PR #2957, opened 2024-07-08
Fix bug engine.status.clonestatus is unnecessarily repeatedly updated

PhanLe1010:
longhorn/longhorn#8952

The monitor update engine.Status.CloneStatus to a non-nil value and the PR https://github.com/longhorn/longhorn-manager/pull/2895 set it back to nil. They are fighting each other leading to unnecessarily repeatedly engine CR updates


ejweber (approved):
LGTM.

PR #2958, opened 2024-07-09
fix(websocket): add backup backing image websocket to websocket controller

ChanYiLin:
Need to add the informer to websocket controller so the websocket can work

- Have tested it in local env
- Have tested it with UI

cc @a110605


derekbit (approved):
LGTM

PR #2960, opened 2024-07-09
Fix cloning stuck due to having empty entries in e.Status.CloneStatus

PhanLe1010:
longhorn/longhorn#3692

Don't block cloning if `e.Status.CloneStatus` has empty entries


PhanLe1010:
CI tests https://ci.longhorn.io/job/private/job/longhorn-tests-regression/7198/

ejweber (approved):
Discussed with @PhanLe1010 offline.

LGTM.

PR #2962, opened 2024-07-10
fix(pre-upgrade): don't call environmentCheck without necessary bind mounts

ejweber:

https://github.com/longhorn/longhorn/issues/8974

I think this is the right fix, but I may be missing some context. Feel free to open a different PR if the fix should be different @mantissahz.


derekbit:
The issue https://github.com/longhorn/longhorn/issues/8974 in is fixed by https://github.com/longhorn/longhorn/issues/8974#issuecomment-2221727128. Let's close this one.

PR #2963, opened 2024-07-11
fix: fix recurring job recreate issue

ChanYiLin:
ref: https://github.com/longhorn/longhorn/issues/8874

------------------------------------------------

◆ PROBLEM DETAILS ◆
Up to and including the line with "PR #2963, opened 2024-07-11", output each line of the entries above exactly, starting from the first.

◆ EXERCISE SOLUTION ◆
PR #2957, opened 2024-07-08
Fix bug engine.status.clonestatus is unnecessarily repeatedly updated

PhanLe1010:
longhorn/longhorn#8952

The monitor update engine.Status.CloneStatus to a non-nil value and the PR https://github.com/longhorn/longhorn-manager/pull/2895 set it back to nil. They are fighting each other leading to unnecessarily repeatedly engine CR updates


ejweber (approved):
LGTM.

PR #2958, opened 2024-07-09
fix(websocket): add backup backing image websocket to websocket controller

ChanYiLin:
Need to add the informer to websocket controller so the websocket can work

- Have tested it in local env
- Have tested it with UI

cc @a110605


derekbit (approved):
LGTM

PR #2960, opened 2024-07-09
Fix cloning stuck due to having empty entries in e.Status.CloneStatus

PhanLe1010:
longhorn/longhorn#3692

Don't block cloning if `e.Status.CloneStatus` has empty entries


PhanLe1010:
CI tests https://ci.longhorn.io/job/private/job/longhorn-tests-regression/7198/

ejweber (approved):
Discussed with @PhanLe1010 offline.

LGTM.

PR #2962, opened 2024-07-10
fix(pre-upgrade): don't call environmentCheck without necessary bind mounts

ejweber:

https://github.com/longhorn/longhorn/issues/8974

I think this is the right fix, but I may be missing some context. Feel free to open a different PR if the fix should be different @mantissahz.


derekbit:
The issue https://github.com/longhorn/longhorn/issues/8974 in is fixed by https://github.com/longhorn/longhorn/issues/8974#issuecomment-2221727128. Let's close this one.

PR #2963, opened 2024-07-11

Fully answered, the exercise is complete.